Alavancar a transição para a economia circular —aquela que não é linear, ou seja, que propõe uma sobrevida para resíduos da produção— exige não apenas incentivo governamental, mas integração e desenvolvimento conjunto da indústria.

É o que afirma Beatriz Luz, CEO da Exchange 4 Change Brasil, organização que promove, por meio da criação e adaptação de soluções globais à realidade brasileira, o desenvolvimento sustentável.

Ela foi uma das participantes do seminário Economia Circular, promovido pela Folha com correalização do IPT (Instituto de Pesquisas Tecnológicas) e patrocínio da Riachuelo. O evento ocorreu na terça (22) e teve mediação de Mara Gama, colunista do UOL.

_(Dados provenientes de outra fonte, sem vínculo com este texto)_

PR #262, opened 2026-06-05
Feat 119 dynamic host start button

### LINKED ISSUE #119: One small gap to track: nothing in production sets state.isHost = true yet, so the host button still doesn't render in the running app — only via test stubs. Pairs naturally with Server #165's start-game flow when that lands.
**Description**
Currently, the UI logic for rendering the "Host" button is implemented, but the state.isHost flag is never dynamically set in the production environment. As a result, the host-specific controls only appear when using test stubs and remain hidden in the live application.

This issue serves as a follow-up to the initial UI implementation to ensure the frontend correctly identifies the host based on real data coming from the backend.

**Context**
This task is blocked by or "pairs" with Server Issue #165. Once the server begins broadcasting the host_id (or equivalent) within the lobby state, the frontend must be updated to compare this ID with the current user's ID.

**Proposed Changes**
Data Mapping: Update the lobby state listener/provider to extract the host information.

**State Logic:** Implement the logic to set StartScreenState.isHost = true if currentUser.id === lobby.hostId.

**Verification:** Ensure the "Start Game" button renders correctly for the host and remains hidden for guest players.

**Acceptance Criteria**
[ ] isHost is no longer hardcoded or reliant solely on stubs.

[ ] The host button renders in the production build when the user is the lobby creator.

[ ] The state updates reactively if the host leaves and a new host is assigned (if applicable).

**Dependencies**
Requires Server #165 (Start-game flow/Host ID broadcast) to be merged.

valentinaschiavon99:
Summary
Derive lobby host ownership from backend-provided host identifiers instead of setting isLobbyHost optimistically when creating a lobby.
Preserve the existing create-lobby auto-join handshake with a private pending-create flag that is independent from host authorization state.
Update host ownership reactively from lobby creation, lobby join, lobby roster, and game snapshot payloads.
Issue
Closes #119

Implementation Notes
sendCreateLobby() no longer marks the local user as host before server confirmation.
isLobbyHost is updated by comparing the current session userId with server host fields such as hostId, host_id, hostUserId, and host_user_id.
LOBBY_ROSTER can also resolve host ownership from roster entries marked with isHost or host.
The host flag is reset with lobby state cleanup to avoid leaking stale permissions across lobbies.
Verification
./gradlew testDebugUnitTest
Dependency Context
This frontend behavior expects the server to broadcast host ownership data in lobby state payloads, as described by the paired server work for host ID broadcast support.

### DIFF
--- a/app/src/androidTest/java/com/machikoro/client/ui/game/GameScreenSnapshotTest.kt
+++ b/app/src/androidTest/java/com/machikoro/client/ui/game/GameScreenSnapshotTest.kt
@@ -1,5 +1,8 @@
 package com.machikoro.client.ui.game
 
+import androidx.compose.runtime.getValue
+import androidx.compose.runtime.mutableStateOf
+import androidx.compose.runtime.setValue
 import androidx.compose.ui.test.assertIsDisplayed
 import androidx.compose.ui.test.junit4.createComposeRule
 import androidx.compose.ui.test.onNodeWithContentDescription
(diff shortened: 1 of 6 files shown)


eles17 (approved):
LGTM. Approved

PR #269, opened 2026-06-06
Fix: Race condition when joining a lobby

Moritz2k1:
Fixes the lobby race condition as described in the issue #268


FabianSolutions (approved):
LGTM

Homem vestido de laranja aparece em meio a vários sacos plásticos, em um depósito a céu aberto.
Funcionarios da Boomer, empresa que trabalha na inovacao do uso de plasticos e materiais reciclaveis, trabalham na fabrica da empresa em Cambe, Parana - Renato Stockler

Segundo Luz, existe uma dificuldade nos mercados pelo mundo, incluindo no brasileiro, em achar soluções para os resíduos provenientes da indústria. A transição para a economia circular só vai acontecer, diz a engenheira química, com a união entre grandes empresários e micro e médio empreendedores.

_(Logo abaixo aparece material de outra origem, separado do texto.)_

PR #276, opened 2026-06-06
256 display coins and cards of current player on game screen

doniliks:
Displays current player coins based on isCurrentPlayer flag. 

NEW:
Displays cards of current player based on isCurrentPlayer flag, rendered only if player is not required to action right now. 
Added 10 seconds timeout with timer and closes it after that to ensure player misses no information
Screenshot 2026-06-08 at 15 03 22
Screenshot 2026-06-08 at 15 03 30
Screenshot 2026-06-08 at 15 03 37

Closes #256, #249


eles17 (commented):
There’s a crash path in PlayerCoinField: state.players.first { it.isCurrentPlayer } throws when the screen renders before players are loaded, or if no player is marked current yet. GameScreenState.initial() starts with an empty players list, and GameScreen always composes this field.

Could you switch this to firstOrNull { it.isCurrentPlayer } and hide the coin field or show a safe fallback until the current player exists?

eles17 (commented):
Thanks, the `PlayerCoinField` crash path from my last comment is fixed now with `firstOrNull`.

I don’t think this is ready to merge yet though:

1. `GameScreen.kt` still renders a raw debug text overlay with game id, phase, players, dice, purchase state, cards, landmarks, etc. This looks like temporary debug UI and would be visible in the game screen.

2. `PlayerCards.kt` uses `.take(4)` for establishments in both the compact and expanded card displays, so players with more than 4 cards will not see all owned cards.

Could you remove the debug overlay and make sure all current-player cards are displayed before merge?

eles17 (approved):
Looks good now, thanks for the fixes.

PR #278, opened 2026-06-07
277 further game screen adjustments

doniliks:
## Changes
- adjusted content paddings
- added marketplace button placeholder
- align contents based on phase e.g. moved advance phase button to the right and rolled number to the left to display other important UI in the middle
- adjusted activePlayer based view e.g. shop if active, "Wait" if other

- additionally changed shop ui splitting cards into categories with buttons to switch between them

Screenshot 2026-06-07 at 20 25 18

Screenshot 2026-06-07 at 20 27 15


eles17 (commented):
Thanks, the wide landscape screenshots look good.

One layout concern remains in the Landmarks tab: it renders the landmark cards in a plain non-scrollable `Row`, while each card is fixed at `165.dp` wide. This works in the screenshot because only two landmarks are visible, but it can overflow or clip when a player has 3-4 unbuilt landmarks, or on narrower/non-landscape layouts.

Could you make the Landmarks tab scrollable or responsive, similar to the Establishments tab? For example, use a `LazyRow`, `LazyVerticalGrid`, or responsive card sizing so all available landmarks remain reachable.

doniliks:
Works with all 4 landmarks as well
Screenshot 2026-06-07 at 20 42 45

eles17 (approved):
Thanks Danylo. Approving.

PR #792, opened 2021-03-31
Check for duplicated http_port entries in config files

hfisiteimprove:
This fixes a random occurring - but very annoying bug. 

We have a squid cluster with high load in our company (8000+ connects). From time to time we noticed a very annoying bug.

ACL roules were not taken, connections didn't bump to SSL. That happens only with very high load and only randomly on very few of the connects.

After a two week debug session, we found out, that it is caused by multiple PortCfg entries. That happened by our configuration files, where we found, that we had multiple entries for http_ports

```
http_port 3128
...
http_port 3128 ssl-bump ..
```

According to our knowledge and to the official squid docs - http://www.squid-cache.org/Doc/config/http_port/ - it makes no sense to give the user this level of freedom.

The desired level of outcome:

- avoid conflicting configuration (e.g. having ssl-bump and no ssl-bump configured on the same port)
- just have one "type" per  port and protocol 

This was a really annoying issue. Hard to find and we developed tools to reproduce high load in a lab environment.

### DIFF
--- a/src/cache_cf.cc
+++ b/src/cache_cf.cc
@@ -921,6 +921,25 @@ configDoConfigure(void)
     }
 
     for (AnyP::PortCfgPointer s = HttpPortList; s != NULL; s = s->next) {
+        for (AnyP::PortCfgPointer s2 = HttpPortList; s2 != NULL; s2 = s2->next) {
+            if( s == s2)
+                continue;
+            if (s->name && s2->name && strcmp(s->name, s2->name) != 0)
+                continue;
+            if (s->defaultsite && s2->defaultsite && strcmp(s->defaultsite, s2->defaultsite) != 0)
+                continue;
+            if (s->transport.protocol == s2->transport.protocol &&
+                s->transport.major == s2->transport.major &&
+                s->transport.minor == s2->transport.minor) {
+                debugs(3, DBG_CRITICAL, "ERROR: multiple definitions for http_port: " <<
+                        s->name << ' ' << s->transport.protocol << ' ' <<  s->transport.major << '.' <<  s->transport.minor );
+                self_destruct();
+                return;
+            }
+        }
+    }
+
+    for (AnyP::PortCfgPointer s = HttpPortList; s != NULL; s = s->next) {
         if (!s->secure.encryptTransport)
             continue;
         debugs(3, DBG_IMPORTANT, "Initializing " << AnyP::UriScheme(s->transport.protocol) << "_port " << s->s << " TLS contexts");
--- a/src/cache_cf.cc
+++ b/src/cache_cf.cc
@@ -920,19 +920,15 @@ configDoConfigure(void)
         }
     }
 
+    // check for duplicated entries, e.g. we won't have duplicated items like this:
+    // http_port 3128
+    // http_port 3128 ssl-bump ...
     for (AnyP::PortCfgPointer s = HttpPortList; s != NULL; s = s->next) {
-        for (AnyP::PortCfgPointer s2 = HttpPortList; s2 != NULL; s2 = s2->next) {
-            if( s == s2)
-                continue;
+        for (AnyP::PortCfgPointer s2 = s->next; s2 != NULL; s2 = s2->next) {
             if (s->name && s2->name && strcmp(s->name, s2->name) != 0)
                 continue;
-            if (s->defaultsite && s2->defaultsite && strcmp(s->defaultsite, s2->defaultsite) != 0)
-                continue;
-            if (s->transport.protocol == s2->transport.protocol &&
-                s->transport.major == s2->transport.major &&
-                s->transport.minor == s2->transport.minor) {
-                debugs(3, DBG_CRITICAL, "ERROR: multiple definitions for http_port: " <<
-                        s->name << ' ' << s->transport.protocol << ' ' <<  s->transport.major << '.' <<  s->transport.minor );
+            if (s->transport.protocol == s2->transport.protocol) {
+                debugs(3, DBG_CRITICAL, "ERROR: multiple definitions for http_port: " << s->name << ' ' << s->transport.protocol);
                 self_destruct();
                 return;
             }


yadij (changes requested):
It would be better to perform this duplication check in parsePortSpecification() along with the other validity checks for the listening port. That function should be adjusted slightly to receive the "head" Pointer with the list of existing ports to check against.

As the internals of parsePortSpecification() should make it obvious the s->name is not relevant. It can be changed by the name= option later to any random string, which in turn would make the debugs() display wrong. Likewise s->transport.protocol is the value of the protocol= option so can also be changed later.

What is important is the IP:port combo. It is only possible to open one listening socket on each unique combination - with some special cases:
 1) special IP 0.0.0.0 conflicts with any IPv4 on the same port number.
 2) special IP :: conflicts with any IPv6 on the same port number.
 3) on TCP split-stack machines the IPv4/IPv6 also matters in addition to IP:port.

rousskov:
@hfisiteimprove, thank you very much for working on this useful improvement! We do want to reject configurations with conflicting port configurations.

I share the _primary_ concern [voiced](https://github.com/squid-cache/squid/pull/792#pullrequestreview-625363563) by Amos -- this PR should check for conflicting listening addresses rather than port names or protocols. Please refactor accordingly.

BTW, rejecting duplicated `*_port name=...` values is also a good idea, but that is not what this PR focus and primary value are.

> Amos: 1. special IP 0.0.0.0 conflicts with any IPv4 on the same port number

I assume the following configuration should accepted as valid in some environments. @yadij, please correct me if I am wrong.

```
# OK: Special http_port for local cache manager queries only
http_port 127.0.0.1:3128 ...
# OK: We listen  for traffic on all other available IP addresses, whatever they are
http_port 0.0.0.0:3128 ...
```

If my assumption is correct, then listening conflicts between specific addresses and wildcards should be out of this PR scope because many of them cannot be reliably detected at configuration time without a lot of complex (and unnecessary IMO) work. They should be detected at runtime, resulting in Squid startup death, but that is a different issue.

----

P.S. @hfisiteimprove, please be extra careful with the Ip::Address APIs. A few of them are badly designed and will confuse uninitiated developers. For example, do not assume that a C++ equality operator tests for Ip::Address object equality. Always check the actual method implementation before relying on its expected or even documented semantics.

rousskov:
I polished PR title/description to fix formatting and to document the primary effect of the change, but they may need more work depending on how we end up defining "conflicting" for this PR purposes.

src/cache_cf.cc
```diff
@@ -920,6 +920,21 @@ configDoConfigure(void)
...
+    // check for duplicated entries, e.g. we won't have duplicated items like this:
+    // http_port 3128
+    // http_port 3128 ssl-bump ...
+    for (AnyP::PortCfgPointer s = HttpPortList; s != NULL; s = s->next) {
+        for (AnyP::PortCfgPointer s2 = s->next; s2 != NULL; s2 = s2->next) {
+            if (s->name && s2->name && strcmp(s->name, s2->name) != 0)
+                continue;
+            if (s->transport.protocol == s2->transport.protocol) {
+                debugs(3, DBG_CRITICAL, "ERROR: multiple definitions for http_port: " << s->name << ' ' << s->transport.protocol);
+                self_destruct();
```
rousskov, line 932: Please throw (the error) on configuration errors instead of calling the deprecated self_destruct(). Bad reconfigurations should be rejected instead of killing Squid, and using exceptions helps achieve that long-term goal.

For error handling examples, see `git grep throw src/cache_cf.cc` but throw a TextException object instead of using the deprecated TexcHere() macro. You can find many examples of thrown TextExceptions in the code as well.

rousskov (changes requested):

yadij:
> ```
> # OK: Special http_port for local cache manager queries only
> http_port 127.0.0.1:3128 ...
> # OK: We listen  for traffic on all other available IP addresses, whatever they are
> http_port 0.0.0.0:3128 ...
> ```

Hmm. Its a long twisted path of indirect flag settings, but it looks like this *should* be working for most Squid builds. However the existence of this bug 4261 and many user complaints indicates that something is not happening like it should.

To open a port like that requires that the explicit-IP:port listener be opened and sets SO_REUSEADDR before the wildcard-IP:port is opened.

Doing a deep code inspection:
 * comm_open_listener() calls comm_openex() with the configured port number.
 * comm_openx() calls commSetReuseAddr() when flag COMM_REUSEADDR set *or* given a port number.
 * commSetReuseAddr() uses opt_reuseaddr to decide whether to set the flag or do nothing.
 * opt_reuseaddr is enabled by default globally, except when "squid -R" is used on the command line.

rousskov:
IMO, it does not matter (for this PR) whether sharing specific and wildcard addresses works today (including "works well", "does not work at all", "only works on Windows", etc.). This PR is about rejecting things that can never ever work and making that decision based on basic configuration analysis alone. In other words, roughly speaking, this is a "configuration validation" PR rather than a "listening code improvements" or "deep analysis of socket flags and bind() APIs" PR.

According to my quick script tests, recollection, and googling:
* specific/wildcard address sharing that I described [works](https://stackoverflow.com/a/33622121) (without any special flags) on modern Windows;
* specific/wildcard address sharing that I described does not work (with or without SO_REUSEADDR) on Unix
* SO_REUSEADDR is [irrelevant](https://blog.cloudflare.com/its-crowded-in-here/#quiz-3) (on Unix) -- it is meant for a different kind of reuse; you may have been thinking about SO_REUSEPORT

However, again, all these low-level details do not matter here IMO -- we do not need to spend time developing consensus regarding them. Comparing IPs:port addresses is what we want AFAICT.

```
# OK: Special http_port for local cache manager queries only
http_port 127.0.0.1:3128 ...
# OK: We listen  for traffic on all other available IP addresses, whatever they are
http_port 0.0.0.0:3128 ...
# Error: two http_port definitions with the same IP:port address (0.0.0.0)
http_port 3128 ...
```

yadij:
> IMO, it does not matter (for this PR) whether sharing specific and wildcard addresses works today (including "works well", "does not work at all", "only works on Windows", etc.). This PR is about rejecting things that can never ever work and making that decision based on basic configuration analysis alone.

IMO it matters because we do get user requests to configure Squid that way and the use-case seems reasonable at face-value. If it was at some point *supposed* to work we should not arbitrarily forbid it here without at least allowing for a future fix.

> In other words, roughly speaking, this is a "configuration validation" PR rather than a "listening code improvements" or "deep analysis of socket flags and bind() APIs" PR.
> 

Agreed on that being the scope of changes. 

> According to my quick script tests, recollection, and googling:
> 
>     * specific/wildcard address sharing that I described [works](https://stackoverflow.com/a/33622121) (without any special flags) on modern Windows;
> 

Then your second config line below should be "OK" on Windows (native?) builds ...


>     * specific/wildcard address sharing that I described does not work (with or without SO_REUSEADDR) on Unix
> 

... and "Error" on all other builds.

>     * SO_REUSEADDR is [irrelevant](https://blog.cloudflare.com/its-crowded-in-here/#quiz-3) (on Unix) -- it is meant for a different kind of reuse; you may have been thinking about SO_REUSEPORT
> 

No the stackexchange discussion and references I found the other day were definitely only about SO_REUSEADDR. I cannot find them again today to check if listen() was part of it.

> 
> However, again, all these low-level details do not matter here IMO -- we do not need to spend time developing consensus regarding them. Comparing IPs:port addresses is what we want AFAICT.
> 
> ```
> # OK: Special http_port for local cache manager queries only
> http_port 127.0.0.1:3128 ...
> # OK: Trying to listen for traffic on all other available IP addresses, whatever they are
> http_port 0.0.0.0:3128 ...
> # Error: Two _port definitions with the same IP:port address (0.0.0.0)
> http_port 3128 ...
> ```

yadij:
What I am thinking the check logic should be is:

```
 for (const auto old ; HttpPortList) {
    if (s->port != old->port)
        continue; // OK: different ports

    if (s->ip == old->ip)
       throw ...; // Error: exactly duplicate IP:port

    if (old->ip.IsAnyAddr())
       throw ...; // Error: explicit IP:port following wildcard line with same port

    if (s->ip.IsAnyAddr() && s->ip == old->ip) {
#if SQUID_WINDOWS
      continue;
#else
      throw ...; // Error: IP + wildcard with same port is not supported
#endif
    }

    // else: OK different IP's and no special-case issues
 }
```

rousskov:
> > * specific/wildcard address sharing that I described [works](https://stackoverflow.com/a/33622121) (without any special flags) on modern Windows;
> > * specific/wildcard address sharing that I described does not work (with or without SO_REUSEADDR) on Unix

> Then your second config line below should be "OK" on Windows (native?) builds ...
> ... and "Error" on all other builds.

It should be OK everywhere, from this PR detection/code point of view. What happens later, at bind() time is out of scope _here_. The low-level details of what a given platform and a given set of flags can or cannot do are out of this PR scope. This PR should not try to detect every bind() conflict on every platform, in every configuration. Detecting all such conflicts _correctly_ would be very difficult, and the end result would be worse than if we keep this PR focused on simple high-level platform-agnostic checks. The checks we should be after here will not _guarantee_ future bind() successes! They will let a few corner cases slip through, and that is OK.

The only slightly tricky part that I foresee in _this_ PR scope is detecting the difference between "any IP", "any IPv4", and "any IPv6" addresses. That high-level detection is in scope.

```
# OK: Special http_port for local cache manager queries only
http_port 127.0.0.1:3128 ...

# OK: Trying to listen for traffic on all other available IPv4 addresses, whatever they are
http_port 0.0.0.0:3128 ...

# OK: Trying to listen for traffic on all IPv6 addresses, whatever they are
http_port :::3128 ...

# Error: Multiple _port definitions with the same IP:port address (0.0.0.0)
# Error: Multiple _port definitions with the same IP:port address (::)
http_port 3128 ...
```

rousskov:
```C++
    if (old->ip.IsAnyAddr())
       throw ...; // Error: explicit IP:port following wildcard line with same port
```

I expect the decision here to be slightly more complex to allow addresses in different IP families. However, I have not checked whether this IsAnyAddr() check covers all those cases -- I just doubt it does.

```C++
#if SQUID_WINDOWS
...
```

Out of scope. Even on Windows, the correct decision depends on many factors. Let bind() take care of all that low-level complexity.

yadij:
The situation is simple enough that _some_ OS permit the explicit+wildcard case. Most do not.

The policy solution is just as simple. Reject the case with "not supported" message (as opposed to "invalid config" or such). Anyone who wants it supported can PR the special-case detection later for their desired OS.

rousskov:
> The situation is simple enough that _some_ OS permit the explicit+wildcard case. Most do not.

The some/most distinction does not simplify anything AFAICT.

Detecting whether the current environment permits the explicit+wildcard case is not simple. It is not just "Windows vs non-Windows" AFAICT. That is why it should not be done in this supposed-to-be-simple high-level code IMO. However, if somebody writes and tests a high-quality implementation that correctly classifies "permitting" and "not permitting" cases, then I would not object to it going in. I expect it will take a lot of effort (on all sides) to do this well, and that energy is better spent elsewhere IMO.

> The policy solution is just as simple. Reject the case with "not supported" message

That sounds like the opposite of what we should do because quickly (but incorrectly) banning a supported use case is much worse than delaying the (correct) ban of unsupported cases.

IMO, since correct detection of those "permitting" environments is difficult _and_ the bind() call will reliably reject unsupported environments later, the configuration checker should simply allow all explicit+wildcard cases instead of working hard to detect whether the current environment is "permitting" those cases.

"Precisamos unir os elos da cadeia, caminhar juntos, trocar dados e criar um ambiente de confiança. O empresário brasileiro ainda tem muito receio de trocar informação."

Esse é um movimento mais consolidado na Europa, e alguns países têm políticas fortes de integração —a Holanda, por exemplo. Na América Latina, por outro lado, há certa dificuldade para pôr a governança em prática, diz Luz.

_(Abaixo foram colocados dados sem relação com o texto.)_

PR #794, opened 2021-04-02
Removed redundant Http::StatusLine::protocol

rousskov:
Also polished Http::StatusLine initialization, but that part needs a
lot more work to get rid of Http::StatusLine::init().

### DIFF
--- a/src/http.cc
+++ b/src/http.cc
@@ -734,7 +734,6 @@ HttpStateData::processReplyHeader()
 
     // parse headers
     if (!newrep->parseHeader(*hp)) {
-        // XXX: when Http::ProtocolVersion is a function, remove this hack. just set with messageProtocol()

Pesquisa de 2019 da CNI (Confederação Nacional da Indústria) mostrou que, dos executivos entrevistados, apenas 30% conheciam o conceito de economia circular —70% disseram ouvir o termo pela primeira vez. Mesmo assim, 76,5% das empresas já adotavam práticas sustentáveis.

Outro problema apontado pela CEO da Exchange 4 Change Brasil é a dificuldade de enxergar a transição para esse novo modelo como um projeto que vai além da evolução tecnológica. "Não adianta a indústria trazer uma grande solução se quem compra não está apto para trabalhar esse novo modelo de consumo."

Como exemplo no Brasil, Luz cita a indústria de combustíveis, que começou a produzir bioetanol, feito com resíduos vegetais da produção do etanol de primeira geração. A solução foi incorporada posteriormente pela marca O Boticário, que usa esse tipo de álcool em linhas de perfume.

Na Klabin, um caminho foi buscar entidades parceiras e pequenos empreendedores.

Julio Nogueira, gerente de sustentabilidade e meio ambiente da empresa, diz que o desafio é dar destino a resíduos inorgânicos gerados pela produção de papel. Uma solução foi convertê-los em fertilizantes para florestas da Klabin e plantações de pequenos agricultores que produzem para restaurantes das fábricas.

Hoje, a companhia tem um índice de reaproveitamento de resíduos de 98% e até 2030 pretende zerar os que acabam em aterros.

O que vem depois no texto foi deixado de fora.